Johnson v. Great Atlantic & Pacific Tea Co.
This text of 13 A.D.2d 781 (Johnson v. Great Atlantic & Pacific Tea Co.) is published on Counsel Stack Legal Research, covering Appellate Division of the Supreme Court of the State of New York primary law. Counsel Stack provides free access to over 12 million legal documents including statutes, case law, regulations, and constitutions.
Opinion
In a negligence action to recover damages for personal injuries, medical and loss of services, defendant appeals from an [782]*782order of the Supreme Court, Suffolk County, dated August 10, 1960, granting plaintiffs’ motion for summary judgment and directing an assessment of damages, pursuant to rule 113 of the Rules of Civil Practice.
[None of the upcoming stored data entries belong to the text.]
PR #386, opened 2023-10-05
Add pr submission template

asnaith:
Hey @Tbaut, @Lykhoyda 

I put together this PR template. As mentioned in the retro, the idea is to give us a reminder at the submission stage of things we may otherwise overlook. 

Please feel free to suggest changes and add / remove any items you think are needed or unnecessary 🙏

### DIFF
--- a/.github/pull_request_template.md
+++ b/.github/pull_request_template.md
@@ -11,7 +11,7 @@ Submission checklist:
 
 #### Compatibility
 - [ ] Functionality of change validated with a connected account with multisig
-- [ ] Applicable elements hidden / disabled for watched accounts
+- [ ] Applicable elements hidden / disabled for watched multisigs / pure
 
 #### Maintenance
 - [ ] Tests added 
--- a/.github/pull_request_template.md
+++ b/.github/pull_request_template.md
@@ -1,23 +1,24 @@
 closes #
 
 ---
-Submission checklist: 
 
-<!-- Remove anything below that is not applicable -->   
+Submission checklist:
+
+<!-- Remove anything below that is not applicable -->
 
 #### Layout
+
 - [ ] Change inspected in the desktop web ui
 - [ ] Change inspected in the mobile web ui
 
 #### Compatibility
+
 - [ ] Functionality of change validated with a connected account with multisig
 - [ ] Applicable elements hidden / disabled for watched multisigs / pure
 - [ ] Looks good for solo multisig
 - [ ] Looks good for multisig with proxy
 
 #### Maintenance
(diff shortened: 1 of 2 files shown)


.github/pull_request_template.md
```diff
@@ -0,0 +1,21 @@
...
+Submission checklist: 
+
+<!-- Remove anything below that is not applicable -->   
+
+#### Layout
+- [ ] Change inspected in the desktop web ui
+- [ ] Change inspected in the mobile web ui
+
+#### Compatibility
+- [ ] Functionality of change validated with a connected multisig
```
Tbaut, line 13:
```suggestion
- [ ] Functionality of change validated with a connected account with multisig
```

.github/pull_request_template.md
```diff
@@ -0,0 +1,21 @@
...
+- [ ] Applicable elements hidden / disabled for watched accounts
```
Tbaut, line 14:
```suggestion
- [ ] Applicable elements hidden / disabled for watched multisigs / pure
```

.github/pull_request_template.md
```diff
@@ -0,0 +1,21 @@
...
+
```
Tbaut, line 15: I'd also add the solo multisig and multisig with pure.
```suggestion
- [ ] Looks good for solo multisig
- [ ] Looks good for multisig with proxy
```

.github/pull_request_template.md
```diff
@@ -0,0 +1,21 @@
...
+#### Maintenance
+- [ ] Tests added 
+- [ ] Tests updated
+- [ ] Issue for test coverage created
+- [ ] Documentation added
+- [ ] Documentation updated
```
Tbaut, line 21: While it's probably good to have tests etc at the same time, I would say it's too early for addind test at the same time.
with added/updated those are either or afaiu, where I think we should go for all checkboxes checked as a visual sign to be able to merge.

.github/pull_request_template.md
```diff
@@ -0,0 +1,24 @@
+closes #
+
+---
+
+Submission checklist:
+
+<!-- Remove anything below that is not applicable -->
+
```
Tbaut, line 8: Either uncomment this line or remove, because it's not visible. LGTM otherwise.
I think the documentation is also a bit overkill. Like we never have doc :dancers:

Tbaut (approved):

.github/pull_request_template.md
asnaith: @Tbaut ok, removed :)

Order reversed, with $10 costs and disbursements, and motion denied. It appears from the moving papers that the female plaintiff was a customer in defendant’s supermarket, being waited on by the produce manager of the store. As the manager was pulling a case of corn out of a refrigerated bin, a wire on the bottom of the case caught the bottom of the bin door and lifted it, with the result that it fell onto said plaintiff’s foot. The opposing affidavit, by defendant’s said employee, states that the ease of corn was being removed from the bin in the usual manner and that he had not seen the wire. In our opinion, it has not been established that under all the circumstances there is no triable issue of fact as to whether defendant was negligent. Nolan, P. J., Ughetta, Christ, Pette and Brennan, JJ., concur.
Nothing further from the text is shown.